The property could have been modernised and renovated and then have been used as a dwelling; however, that was not the test under consideration. It was argued by the tribunal that if the draughtsman had wanted to use that test, he could have used a phrase such as ‘capable of being used as a dwelling after renovation’. The tribunal’s view was that the actual wording was clear. The tax advisers had to look at the state of the property on the day of purchase and ask the simple question: ‘Was it suitable on that day for use as a dwelling?’
Common sense said that based on the facts in this particular case, it was not suitable as a dwelling. The tribunal ruled that the property was not a dwelling and the additional rate of SDLT did not apply. The basis of such a decision is different from when determining the CGT, as set out above. The case shows that the definition of a dwelling/residence differs between the tax regimes and can be subject to misinterpretation.
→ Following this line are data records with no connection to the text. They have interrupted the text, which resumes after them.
PR #872, opened 2026-05-30
Fix dictation hotkey double-trigger on KDE Wayland

### LINKED ISSUE #864: Audio file might be corrupted or unsupported
### Describe the bug

I got error **Transcription Error** when used hotkey for dictation.

### To Reproduce

1. Hot-Key for dictation.
2. Waiting 1 minute.
3. Get the error.

### Expected behavior
No error, usual functionality.

### Screenshot
No needed.

### Desktop
- OpenWhispr: 1.7.2
- OS: Fedora Linux 44 (KDE Plasma Desktop Edition) x86_64
- Kernel: Linux 7.0.10-201.fc44.x86_64

### Additional context
[debug-2026-05-29T06-55-40-104Z.log](https://github.com/user-attachments/files/28380288/debug-2026-05-29T06-55-40-104Z.log)

xAlcahest:
## Summary

On KDE Plasma Wayland the dictation hotkey double-fired in tap mode. setupHotkey registers the hotkey with KGlobalAccel (so isUsingNativeShortcut() is true), but a separate block in main.js also started the native /dev/input key listener whenever needsNativeListener() returned true. With the KDE default Control+Super (a modifier-only combo KWin handles natively) both fired for one press: the native KEY_DOWN toggled recording on and the KDE shortcut toggled it off on release. The result was an empty WebM the backend rejects as "Audio file might be corrupted or unsupported", shown to the user as "Transcription Error".

The fix keeps the native listener off in tap mode when a compositor shortcut (GNOME/KDE/Hyprland) already owns the hotkey, so the compositor is the only handler. Push-to-talk is left alone: there the native listener is still needed for key-down/key-up and the compositor's single toggle is a no-op on release, so hold-to-talk keeps working on KDE. A second guard in processAudio skips empty recordings (a blob smaller than 256 bytes, i.e. a WebM container with no audio frames) instead of sending them to a backend; it gates on size rather than duration, so a genuinely short real word still transcribes.

Both decisions live in small pure helpers (shouldUseNativeKeyListener, isEmptyRecording) with node:test unit tests.

## Changes

- main.js: in the Linux block, decide the native key listener via shouldUseNativeKeyListener, so it does not run alongside the GNOME/KDE/Hyprland compositor shortcut in tap mode; push mode keeps it for push-to-talk
- src/helpers/hotkeyManager.js: add shouldUseNativeKeyListener (pure, exported)
- src/helpers/recordingGuard.js: add isEmptyRecording, which skips blobs smaller than 256 bytes
- src/helpers/audioManager.js: in processAudio, skip empty recordings via isEmptyRecording
- test/helpers/nativeKeyListenerDecision.test.js and test/helpers/recordingGuard.test.js: node:test unit tests for both guards

Fixes #864 #847

### DIFF
--- a/src/helpers/audioManager.js
+++ b/src/helpers/audioManager.js
@@ -553,6 +553,31 @@ registerProcessor("pcm-streaming-processor", PCMStreamingProcessor);
       return;
     }
 
+    // A recording that started and stopped within a few milliseconds (an accidental
+    // double-tap, or a hotkey double-trigger) yields an empty WebM container with no
+    // audio frames. Transcription backends reject it with "Audio file might be
+    // corrupted or unsupported". Skip it like the silence gate instead of surfacing
+    // an error. See issue #864.
+    const MIN_RECORDING_SECONDS = 0.2;
+    const MIN_AUDIO_BYTES = 256;
+    const recordingSeconds =
+      typeof metadata?.durationSeconds === "number" ? metadata.durationSeconds : null;
+    const blobSize = audioBlob?.size ?? 0;
+    if (
+      (recordingSeconds !== null && recordingSeconds < MIN_RECORDING_SECONDS) ||
+      blobSize < MIN_AUDIO_BYTES
+    ) {
+      logger.info(
+        "Skipping transcription: recording too short or empty to contain speech",
+        { blobSize, durationSeconds: recordingSeconds },
+        "audio"
+      );
+      this.isProcessing = false;
+      this.onStateChange?.({ isRecording: false, isProcessing: false });
+      this.onTranscriptionComplete?.({ success: true, text: "" });
+      return;
+    }
+
     try {
       const useLocalWhisper = settings.useLocalWhisper;
       const localProvider = settings.localTranscriptionProvider;
--- a/src/helpers/audioManager.js
+++ b/src/helpers/audioManager.js
@@ -15,6 +15,7 @@ import { shouldSkipTranscriptionApiKey } from "./transcriptionAuth";
 import { detectAgentName } from "../config/agentDetection";
 import { resolvePrompt } from "../config/prompts";
 import { syncService } from "../services/SyncService.js";
+import { isEmptyRecording } from "./recordingGuard";
 
 const REASONING_CACHE_TTL = 30000; // 30 seconds
 const REALTIME_MODELS = new Set(["gpt-4o-mini-transcribe", "gpt-4o-transcribe"]);
@@ -553,23 +554,17 @@ registerProcessor("pcm-streaming-processor", PCMStreamingProcessor);
       return;
     }
 
-    // A recording that started and stopped within a few milliseconds (an accidental
-    // double-tap, or a hotkey double-trigger) yields an empty WebM container with no
-    // audio frames. Transcription backends reject it with "Audio file might be
-    // corrupted or unsupported". Skip it like the silence gate instead of surfacing
-    // an error. See issue #864.
-    const MIN_RECORDING_SECONDS = 0.2;
-    const MIN_AUDIO_BYTES = 256;
-    const recordingSeconds =
-      typeof metadata?.durationSeconds === "number" ? metadata.durationSeconds : null;
+    // A recording with no audio frames — an accidental double-tap or a hotkey
+    // double-trigger that toggles on and off within milliseconds — is just an empty
+    // WebM container that backends reject ("Audio file might be corrupted or
+    // unsupported"). Skip it like the silence gate instead of surfacing an error.
+    // Gated by size only: a genuinely short real utterance can be brief yet still
+    // carry audio, so a duration gate would drop it. See issue #864.
     const blobSize = audioBlob?.size ?? 0;
-    if (
-      (recordingSeconds !== null && recordingSeconds < MIN_RECORDING_SECONDS) ||
-      blobSize < MIN_AUDIO_BYTES
-    ) {
+    if (isEmptyRecording(blobSize)) {
       logger.info(
-        "Skipping transcription: recording too short or empty to contain speech",
-        { blobSize, durationSeconds: recordingSeconds },
+        "Skipping transcription: recording is empty (no audio captured)",
+        { blobSize },
         "audio"
       );
       this.isProcessing = false;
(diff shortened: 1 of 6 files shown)


src/helpers/hotkeyManager.js
```diff
@@ -63,6 +63,20 @@ function isMouseButtonHotkey(hotkey) {
...
+// In tap mode, when a compositor shortcut (GNOME/KDE/Hyprland) already owns the
+// hotkey (isUsingNativeShortcut), the native listener must stay off: otherwise it
+// and the compositor both fire for one keypress and the recording toggles on then
+// instantly off, leaving an empty blob. Push-to-talk still needs the native
+// listener for key-down/key-up, where the compositor's single toggle is a no-op
+// on release. See issue #864.
+function shouldUseNativeKeyListener(hotkey, mode, isUsingNativeShortcut) {
+  if (!hotkey || isGlobeLikeHotkey(hotkey)) return false;
+  if (mode === "push") return true;
+  if (isUsingNativeShortcut) return false;
```
gabrielste1n, line 76: **Medium — worth confirming before merge.** This gates on `isUsingNativeShortcut`, which is a coarse, session-global flag — it's true whenever the KDE/GNOME/Hyprland backend *initialized successfully* (`useGnome || useHyprland || useKDE`), not whether *this specific hotkey* is actually owned by the compositor.

That's exactly right for the reported bug (the default `Control+Super`, which KWin genuinely owns). My question is the right-side-modifier-only tap case the tests assert returns `false`, e.g. `shouldUseNativeKeyListener("RightControl", "tap", true)`. A single right-side modifier can't be registered as a KGlobalAccel/GNOME shortcut, so historically the native `/dev/input` listener was the *only* thing that caught it — and this now suppresses that listener whenever any compositor backend is active.

`updateHotkey` rejects failed compositor registrations (and restores the prior hotkey), so you can't *switch into* this state at runtime. The reachable path is **startup with a persisted right-side-modifier tap hotkey** on a Wayland compositor session. Could you confirm a right-side-modifier-only tap hotkey still fires on KDE/GNOME Wayland after this change? If not, the gate may want to be "does the compositor actually own *this* hotkey" rather than "is any compositor backend active."

src/helpers/audioManager.js
```diff
@@ -553,6 +554,25 @@ registerProcessor("pcm-streaming-processor", PCMStreamingProcessor);
       return;
     }
 
+    // A recording with no audio frames — an accidental double-tap or a hotkey
+    // double-trigger that toggles on and off within milliseconds — is just an empty
+    // WebM container that backends reject ("Audio file might be corrupted or
+    // unsupported"). Skip it like the silence gate instead of surfacing an error.
+    // Gated by size only: a genuinely short real utterance can be brief yet still
+    // carry audio, so a duration gate would drop it. See issue #864.
+    const blobSize = audioBlob?.size ?? 0;
```
gabrielste1n, line 563: **Minor / non-blocking.** Double defensiveness: this computes `audioBlob?.size ?? 0` and `isEmptyRecording` *also* re-checks `Number.isFinite`. `audioBlob` is always a freshly-constructed `Blob` here, so `.size` is guaranteed finite ≥ 0 — one of the two guards is enough. Harmless, just slightly more than the "trust internal values" guideline calls for.

src/helpers/recordingGuard.js
```diff
@@ -0,0 +1,13 @@
+// A recorded WebM/Opus blob with no audio frames — produced when the dictation
+// hotkey toggles recording on and off within milliseconds (an accidental
+// double-tap, or the KDE double-trigger fixed in main.js) — is essentially just
+// the container header, well under 256 bytes. Real speech, even a single short
+// word, produces far more. We gate on size, not wall-clock duration: a genuinely
+// short utterance can last under any reasonable time threshold yet still carry
+// real audio, so a duration gate would silently drop it. See issue #864.
+export const MIN_AUDIO_BYTES = 256;
```
gabrielste1n, line 8: **Minor / non-blocking.** The 256-byte threshold is empirical — the comment cites ~110 bytes for an empty container. If some Electron/Chromium version on a given platform emits a larger empty WebM header, the "Transcription Error" could reappear. The threshold is biased safely (real speech is far larger), so this is just a "may need tuning" note, not a defect.

test/helpers/recordingGuard.test.js
```diff
@@ -0,0 +1,46 @@
+const test = require("node:test");
```
gabrielste1n, line 1: **Minor / non-blocking (pre-existing).** These tests don't appear to be wired into CI — there's no `test` script in `package.json` and no workflow runs `node --test`. Same for all of `test/helpers/`, so not introduced here, but worth noting these new tests will only run if invoked manually.

gabrielste1n (commented):
## Code-quality review

Solid PR — well-scoped, the refactor is a genuine DRY win, and all 17 unit tests pass (ran them in an isolated worktree against this branch). Logic, comments, and test conventions all match the surrounding codebase. Ready to merge with **one question worth confirming** (left inline on `shouldUseNativeKeyListener`).

**What's good**
- Collapsing the inline `isRightSideMod` regex + hand-rolled `needsNativeListener` body into the exported, tested `shouldUseNativeKeyListener` removes a verbatim duplicate of the existing `isRightSideModifier` helper and gives the decision a single home. No dangling references left in the Linux block.
- The empty-recording guard fills a real gap: the silence gate samples the live-mic RMS on an interval, and an instant double-trigger can stop before that interval ever samples — so `speechGateDecision.skip` stays false and the empty blob reaches the backend as "Transcription Error." The size guard catches exactly that. Complementary, not duplicative.
- The new guard mirrors the silence gate's exit path exactly (`isProcessing = false` → `onStateChange` → `onTranscriptionComplete({ success: true, text: "" })`), so it reuses the established soft-skip contract.
- Tests follow repo convention (`node:test` + dynamic `import()` for ESM helpers) with good boundary coverage and a push-to-talk-preserved case.

Inline notes below: 1 medium question + 3 minor/non-blocking.

gabrielste1n:
Closing since #1065 supersedes this (as noted there), and both halves have since landed on main separately — the empty-recording guard via #891 (your 256-byte guard made it in essentially unchanged) and the compositor shortcut gating via #1001. Thanks!

PR #875, opened 2026-05-31
Add Tinfoil private inference provider

zachdotai:
## Summary

Adds Tinfoil as a first-class private inference provider for OpenWhispr LLM workflows.

This integration uses the official Tinfoil SDK instead of the generic OpenAI-compatible fetch path so requests go through Tinfoil’s verified enclave transport. Tinfoil is now available for cleanup, note formatting, dictation agent, and chat agent flows, including AI SDK streaming/tool usage.

## Changes

- Add `tinfoil` SDK dependency.
- Add a lazy-loaded Tinfoil client wrapper and non-streaming inference provider.
- Register Tinfoil in the provider registry and model catalog.
- Add secure Tinfoil API key storage through the existing encrypted secret/IPC/settings flow.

New residential CGT return
With the new residential CGT returns from 6 April 2020 where CGT and the CGT return will be due 30 days after the completion of the sale, the whole definition of residence for CGT will be of significant importance as to whether the returns will apply. It is likely that a flurry of sales of residences or derelict properties will be attempted prior to 5 April 2020 in an attempt for property owners to avoid the new CGT returns and, above all, avoid the CGT liability acceleration.
Residences will be under the ‘tax spotlight’ in the months ahead and there are tax savings and advantages to be achieved in so many areas. The new CGT returns will have to be produced in a much shorter space of time and tax advisers and owners of residences will have to think through the alternatives under greater time pressures; not only to sell pertinent residences before the change in CGT rules but also to meet the 30 day deadline should they be sold after.
Both these pressures mean that extra care will need to be taken and the potential CGT and SDLT liability on all residences should be looked at now. There should be a strategy for all sales of residences based on strong professional property assistance.